Les tirages excluaient également les juges de la 5e section et ne concernaient que les juges de la 3e section, ce que Vaz das Neves a dit être la pratique habituelle du tribunal dans ces procédures, qui en excluant une section, faisait le tirage manuel aux juges d’appel de la section suivante et seulement à ceux-ci.
Le conseiller Jorge Gonçalves a questionné « la logique » de cette décision de choisir uniquement des juges de la 3e section, éliminant du tirage un tiers des juges de l’aire criminelle — ceux de la 5e section.
« J’accepte l’observation, mais c’était toujours la méthodologie que le tribunal utilisait », a répondu Vaz das Neves, ajoutant que « on peut dire que c’était la mauvaise méthodologie, mais c’était la pratique ».
Dans la même lignée, le conseiller Ernesto Nascimento a questionné l’exclusion d’une partie des juges d’appel et a demandé pourquoi Vaz das Neves avait décidé de devancer les mécanismes prévus par la loi pour éviter les incompatibilités, indiquant qu’il aurait pu revenir à Rui Rangel de demander à se dessaisir.
Après avoir questionné Vaz das Neves sur le fait de savoir si en ne le faisant pas, il ne minimisait pas les compétences des juges d’appel, l’accusé a été conseillé par son avocat, Miguel Matias, de ne pas répondre à cette question.
Il avait déjà été précédemment conseillé dans le même sens, lorsque le juge président, au cours des déclarations de Vaz das Neves où celui-ci a réitéré à plusieurs reprises qu’il n’y avait eu aucune intention de favoriser autrui, comme allégué par le MP, a questionné l’accusé sur un message SMS de Rui Rangel ne comportant que le numéro de l’affaire concernant José Veiga.
Vaz das Neves devait ensuite se référer à ce message, déclarant ne jamais l’avoir reçu et ignorer s’il avait jamais été envoyé et avec quelles intentions, ajoutant plus tard « ne pas avoir le moindre doute » que le collectif qui a jugé l’affaire en question « a agi de manière honnête » et « avec une totale impartialité ».
L’ancien président du TRL a insisté à plusieurs reprises tout au long de la matinée qu’aucun crime ne pouvait lui être imputé par la manière dont les affaires ont été réparties, d’autant plus qu’il n’y a aucune loi en ce sens, affirmant qu' »il n’existe aucune relation entre l’acte de distribution et l’acte de juger », et qu’il ne peut donc résulter de la distribution un favoritisme envers des tiers ou l’obtention d’avantages, comme allégué.
« Si cela était vrai, nous serions face à la terrible situation où la justice serait remise en question », a-t-il dit, ajoutant qu’aucun des juges d’appel impliqués dans les décisions en question dans ce processus n’est accusé.
Il a également argué en sa défense que le processus de distribution manuelle serait une pratique courante également dans d’autres tribunaux, ce qui a été validé par un rapport approuvé par le Conseil Supérieur de la Magistrature (CSM) en 2020, sans critiques quant à la pratique ou aucune illégalité pointée.
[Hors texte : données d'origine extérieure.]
PR #6176, opened 2023-08-08
Outbox tweaks

timbussmann:
Minor wording tweaks on the outbox, with two "major" changes:

* Removed the note about sending messages in the outbox dispatch phase.
  * This note was very prominently placed at the beginning of the document but touches an extreme edge case that seems to be related to extending the pipeline in very specific stages to do message dispatches. This note should be further down, probably in the `Important design considerations` section. However:
  * "outbox dispatch phase" is not something that is defined or documented anywhere. Afaik, there is no dispatch stage which even allows sending messages. So I'm not even sure what this tries to say.
* Added a link to the TX session in the note about using the outbox without an incoming message as this is exactly what the tx session is designed for.

### DIFF
--- a/nservicebus/outbox/index.md
+++ b/nservicebus/outbox/index.md
@@ -124,7 +124,6 @@ In phase 2, outgoing messages are sent to the messaging infrastructure and outbo
 * Because deduplication is done using `MessageId`, messages sent outside of an NServiceBus message handler (i.e. from a Web API) cannot be deduplicated unless they are sent with the same `MessageId`.
 * The outbox is _expected_ to generate duplicate messages from time to time, especially if there is unreliable communication between the endpoint and the message broker.
 * Endpoints using the outbox feature should not send messages to endpoints using DTC (see below) as the DTC-enabled endpoints treat duplicates coming from outbox-enabled endpoints as multiple messages.
-* Messages dispatched to the transport as part of the [outgoing pipeline stages](/nservicebus/pipeline/steps-stages-connectors#stages-outgoing-pipeline-stages.md) may not be batched and each message is sent in isolation.
 
 ### Transaction scope
 
--- a/nservicebus/outbox/index.md
+++ b/nservicebus/outbox/index.md
@@ -22,11 +22,9 @@ Most message queues, and some data stores, do not support distributed transactio
 
 The NServiceBus **outbox** feature ensures consistency between business data and messages. It simulates an atomic transaction, distributed across both the data store used for business data and the message queue used for messaging.
 
-Note: Messages dispatched to the transport as part of the outbox dispatch stage will not be batched and each message is sent in isolation.
-
 Note: Messages sent with [immediate dispatch](/nservicebus/messaging/send-a-message.md#dispatching-a-message-immediately) will be sent immediately and won't be handled by the outbox.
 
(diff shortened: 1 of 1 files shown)


nservicebus/outbox/index.md
```diff
@@ -22,11 +22,9 @@ Most message queues, and some data stores, do not support distributed transactio
 
 The NServiceBus **outbox** feature ensures consistency between business data and messages. It simulates an atomic transaction, distributed across both the data store used for business data and the message queue used for messaging.
 
-Note: Messages dispatched to the transport as part of the outbox dispatch stage will not be batched and each message is sent in isolation.
```
danielmarbach, line 25: I think the more accurate wording would be something like

> Note: Messages dispatched to the transport when the outbox is enabled will not be batched and each message is sent in isolation.

danielmarbach: and I agree this should be moved but I would keep the note

danielmarbach (approved):

nservicebus/outbox/index.md
timbussmann: > Messages dispatched to the transport when the outbox is enabled will not be batched and each message is sent in isolation.

how does the outbox behavior differ from regular dispatching? It uses the same pipeline and everything, so I'm not sure what information we want to give to the user here?

danielmarbach: It does differ because of this behavior https://github.com/Particular/NServiceBus/blob/master/src/NServiceBus.Core/Reliability/Outbox/ForceBatchDispatchToBeIsolatedBehavior.cs#L19 and this is what the note is about according to my understanding

danielmarbach: I raised https://github.com/Particular/NServiceBus.AmazonSQS/issues/2248 and https://github.com/Particular/NServiceBus.Transport.AzureServiceBus/issues/857

timbussmann: > As far as I recall the Isolated has historically been interpreted differently than how you described it here.

but the scenario here would be:

1. Incoming message
2. Invoke handlers
3. handlers send message
4. message gets added to outgoing messages batch
5. Outbox persists the outgoing message batch to the DB
6. Outbox transaction committed
7. Outgoing messages (batch) is set to isolated to avoid the incoming message transaction
8. Outgoing messages are dispatched
9. Outbox records are set as dispatched

from a user perspective, the observable behavior is the same as with regular batching, as even the isolated setting does not send the messages any sooner than before (it's not the immediate dispatch path used by message handlers). So the docs message:

> Messages dispatched to the transport as part of the outbox dispatch stage will not be batched and each message is sent in isolation.

is technically true from a transport perspective but that's only due to the transport's implementation of the isolated dispatch behavior. The only thing that might differ is that a dispatch failure might roll back all outgoing messages in a batch instead of aborting in the middle but there is nothing the user can take into account in this regard as the receiver side needs to be able to deal with duplicates anyway.

Is my understanding correct @danielmarbach ?

danielmarbach: > from a user perspective, the observable behavior is the same as with regular batching, as even the isolated setting does not send the messages any sooner than before (it's not the immediate dispatch path used by message handlers)

Correct that is my understanding too see 

> Rereading that PR and your arguments here I do agree now that it is probably better to remove the note since there is no impact for the user

The most important distinction is only like you said that the sends are not enlisted in the receive transaction and I think that is already mentioned somewhere in the docs right?

PR #6190, opened 2023-08-28
Container app sample

danielmarbach:


SzymonPobiega:
This effort is being paused for now by the exploration rotation group for now. The group has invested as much resources as it could given the confidence level for KEDA and was unable to get the sample nowhere to the working state.

PR #6201, opened 2023-09-14
Fix LangVersion test for Jetbrains Rider users

dvdstelt:
JetBrains Rider does "10" instead of "10.0" when you select version in the UI

### DIFF
--- a/tests/IntegrityTests/ProjectLangVersion.cs
+++ b/tests/IntegrityTests/ProjectLangVersion.cs
@@ -36,7 +36,7 @@ namespace IntegrityTests
                     var firstLangVersionElement = xdoc.XPathSelectElement("/Project/PropertyGroup/LangVersion");
                     var value = firstLangVersionElement?.Value;
 
-                    return value == "10.0";
+                    return value is "10.0" or "10";
                 });
         }
     }


bording:
@dvdstelt We should not take this change.

`LangVersion` as [documented](https://learn.microsoft.com/en-us/dotnet/csharp/language-reference/configure-language-version#c-language-version-reference) should be `10.0`, so if Rider isn't doing that, it's wrong and you should fix the value.

dvdstelt:
> `LangVersion` as [documented](https://learn.microsoft.com/en-us/dotnet/csharp/language-reference/configure-language-version#c-language-version-reference) should be `10.0`, so if Rider isn't doing that, it's wrong and you should fix the value.

I think it'll work [just fine](https://github.com/dotnet/roslyn/blob/main/src/Compilers/CSharp/Portable/LanguageVersion.cs#L489-L492)

DavidBoike:
It's not just about whether or not it will work. This is [Postel's Law](https://en.wikipedia.org/wiki/Robustness_principle) at work. Microsoft is being liberal in what they accept. That doesn't mean we shouldn't be conservative in what we send.

The original point of this test was to keep thing's consistent so when it comes time to do a giant find/replace it's easier to do that without having to remember that oops, some of them might not have the `.0` in there.

Ultimately the fact that Rider _isn't_ following the Robustness principle isn't a good enough reason to sacrifice consistency.

I do not think this should be merged.

PR #6207, opened 2023-09-15
Update zero-downtime.md

helenktsai:


servicecontrol/upgrades/zero-downtime.md
```diff
@@ -9,6 +9,8 @@ The [ServiceControl remotes feature](/servicecontrol/servicecontrol-instances/re
 
 NOTE: PowerShell must be used to install individual instances. Example scripts are provided for each step.
 
+NOTE: For scenarios where retaining audit log data is not required (e.g. a test environment), this process is not necessary -- the audit instance can simply be destroyed and recreated with the same name.
```
soujay, line 12: It's up to the discretion of the customer whether to delete the existing instances irrespective of the environment they are in.  But usually, a customer planning to upgrade in Prod tend to follow all the recommended steps in dev/uat /test environments, so they are not presented with any unforeseen issues when they do the same in prod. I would refrain from recommending them to delete instances if its a non-prod environment.

helenktsai: @soujay Thanks for feedback 🙏 

I reworked this further in a pairing session and it should be okay for merging now.

PR #6211, opened 2023-09-20
Add external port 9094 to Kafka Trigger Sample

awright18:


dvdstelt:
It's working flawlessly. Except for 1 configuration item in the Rider run config, so I changed and pushed that. But this can be merged.

dvdstelt (approved):

PR #6300, opened 2023-11-06
Converted Near Real-Time Transient Clients sample to .NET 6

abparticular:


samples/near-realtime-clients/Core_8/ClientHub/Program.cs
```diff
@@ -15,41 +16,36 @@ static async Task Main()
...
-            publisherEndpoint: "Samples.NearRealTimeClients.Publisher");
+        endpointConfiguration.UseTransport(new LearningTransport());
 
         endpointConfiguration.SendFailedMessagesTo("error");
 
         var conventions = endpointConfiguration.Conventions();
         conventions.DefiningEventsAs(type => type == typeof(StockTick));
 
-        endpointConfiguration.EnableInstallers();
+        var builder = WebApplication.CreateBuilder();
```
DavidBoike, line 26: Was it not possible to use NServiceBus.Extensions.Hosting with the `.UseNServiceBus(…)` extension method?

DavidBoike (approved):
I'm surprised no changes were required in the JavaScript, as I thought AspNetCore SignalR wasn't wire-compatible. Did we just get lucky because the sample is simple enough? (Thinking about ServiceControl and ServicePulse here.)

samples/near-realtime-clients/Core_8/ClientHub/Program.cs
abparticular: Thanks for the tip.  It is indeed possible and I have made the changes

abparticular:
> I'm surprised no changes were required in the JavaScript, as I thought AspNetCore SignalR wasn't wire-compatible. Did we just get lucky because the sample is simple enough? (Thinking about ServiceControl and ServicePulse here.)

I'm not sure what JavaScript you are referring to here?  The SignalR client in this sample is a console app.

PR #6305, opened 2023-11-08
Add RabbitMQ v9 samples

bording:


samples/rabbitmq/native-integration/Rabbit_9/NativeSender/Program.cs
```diff
@@ -0,0 +1,60 @@
...
+
+            #region GenerateUniqueMessageId
+            var messageId = Guid.NewGuid().ToString();
+
+            properties.MessageId = messageId;
+
+            #endregion
+
+            #region CreateNativePayload
+            var payload = "<MyMessage><SomeProperty>Hello from native sender</SomeProperty></MyMessage>";
```
andreasohlund, line 44: Nitpick: We could change to json here to avoid using the xmlserializer

samples/rabbitmq/native-integration/Rabbit_9/Receiver/Receiver.csproj
```diff
@@ -0,0 +1,12 @@
+<Project Sdk="Microsoft.NET.Sdk">
+  <PropertyGroup>
+    <TargetFramework>net8.0</TargetFramework>
+    <OutputType>Exe</OutputType>
+    <LangVersion>12.0</LangVersion>
+  </PropertyGroup>
+  <ItemGroup>
+    <PackageReference Include="NServiceBus" Version="9.0.0-alpha.9" />
```
andreasohlund, line 8: What is the reason to ref the core given that the transport has a ref to it?

kentdr (approved):

samples/rabbitmq/native-integration/Rabbit_9/NativeSender/Program.cs
bording: Sure, but then we'd also have to update the sample readme which talks about the serializer used, and it didn't seem like it was worth the extra effort. We'd end up needing to version the readme since there isn't a single json serializer that's available for all the versions of the sample.

Is there a reason to avoid using the XML serializer that would make it worth doing all of that?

Il s’est également appuyé sur le CSM pour défendre son honneur, rappelant que le processus disciplinaire qui lui a été intenté pour les mêmes faits sous-jacents au procès en cours a conclu qu’il n’y a eu aucune obtention d’avantage.
Le processus Opération Lex a été révélé le 30 janvier 2018, lorsque cinq personnes ont été arrêtées et plus de 30 perquisitions réalisées. Il a tiré son origine d’un certificat extrait du cas Opération Rota do Atlântico, impliquant l’homme d’affaires du football José Veiga, soupçonné de crimes de corruption dans le commerce international, de blanchiment d’argent, de fraude fiscale et de trafic d’influences.
Outre Luis Vaz das Neves, Rui Rangel et José Veiga sont également accusés dans ce procès, ainsi que l’ancienne juge d’appel Fatima Galante et l’ex-président du Benfica Luís Filipe Vieira, pour un total de 16 accusés.